>>>>>

PR #1276, opened 2026-07-23
🐛 `PdosWorkChain`: thread `settings` overrides to dos/projwfc

elinscott:
## Problem
`PdosWorkChain.get_builder_from_protocol` never populated the `settings` of the `dos` and `projwfc` namespaces. As a result any `settings` override for those namespaces — for example `overrides={'projwfc': {'settings': {'CMDLINE': ['-npool', '4']}}}` — was silently dropped and never reached the builder, so it had no effect on the launched `DosCalculation` / `ProjwfcCalculation`.

## Changes
Both namespaces had the identical gap, since `DosCalculation` and `ProjwfcCalculation` both derive from `NamelistsCalculation`, which exposes the `settings` port. The fix sets `builder.dos.settings` and `builder.projwfc.settings` from the merged protocol inputs whenever a `settings` override is provided, matching the way the sibling `code`/`parameters`/`metadata` inputs are already threaded.

## Tests
Added `test_settings_overrides` to `tests/workflows/protocols/test_pdos.py`, which passes `settings` overrides for both the `dos` and `projwfc` namespaces and asserts they land on the builder. The test fails on the pre-fix code (the `settings` input is absent) and passes with the fix.

### DIFF
--- a/src/aiida_quantumespresso/workflows/pdos.py
+++ b/src/aiida_quantumespresso/workflows/pdos.py
@@ -383,9 +383,13 @@ class PdosWorkChain(ProtocolMixin, WorkChain):
         builder.dos.code = dos_code
         builder.dos.parameters = orm.Dict(inputs.get('dos', {}).get('parameters'))
         builder.dos.metadata = metadata_dos
+        if inputs.get('dos', {}).get('settings'):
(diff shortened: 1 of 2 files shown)


t-reents (approved):
Thanks @elinscott! Changes look fine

<<<<<

> [The problem]:
Word for word, repeat each entry shown above.

> [Answer space]:
PR #1276, opened 2026-07-23
🐛 `PdosWorkChain`: thread `settings` overrides to dos/projwfc

elinscott:
## Problem
`PdosWorkChain.get_builder_from_protocol` never populated the `settings` of the `dos` and `projwfc` namespaces. As a result any `settings` override for those namespaces — for example `overrides={'projwfc': {'settings': {'CMDLINE': ['-npool', '4']}}}` — was silently dropped and never reached the builder, so it had no effect on the launched `DosCalculation` / `ProjwfcCalculation`.

## Changes
Both namespaces had the identical gap, since `DosCalculation` and `ProjwfcCalculation` both derive from `NamelistsCalculation`, which exposes the `settings` port. The fix sets `builder.dos.settings` and `builder.projwfc.settings` from the merged protocol inputs whenever a `settings` override is provided, matching the way the sibling `code`/`parameters`/`metadata` inputs are already threaded.

## Tests
Added `test_settings_overrides` to `tests/workflows/protocols/test_pdos.py`, which passes `settings` overrides for both the `dos` and `projwfc` namespaces and asserts they land on the builder. The test fails on the pre-fix code (the `settings` input is absent) and passes with the fix.

### DIFF
--- a/src/aiida_quantumespresso/workflows/pdos.py
+++ b/src/aiida_quantumespresso/workflows/pdos.py
@@ -383,9 +383,13 @@ class PdosWorkChain(ProtocolMixin, WorkChain):
         builder.dos.code = dos_code
         builder.dos.parameters = orm.Dict(inputs.get('dos', {}).get('parameters'))
         builder.dos.metadata = metadata_dos
+        if inputs.get('dos', {}).get('settings'):
(diff shortened: 1 of 2 files shown)


t-reents (approved):
Thanks @elinscott! Changes look fine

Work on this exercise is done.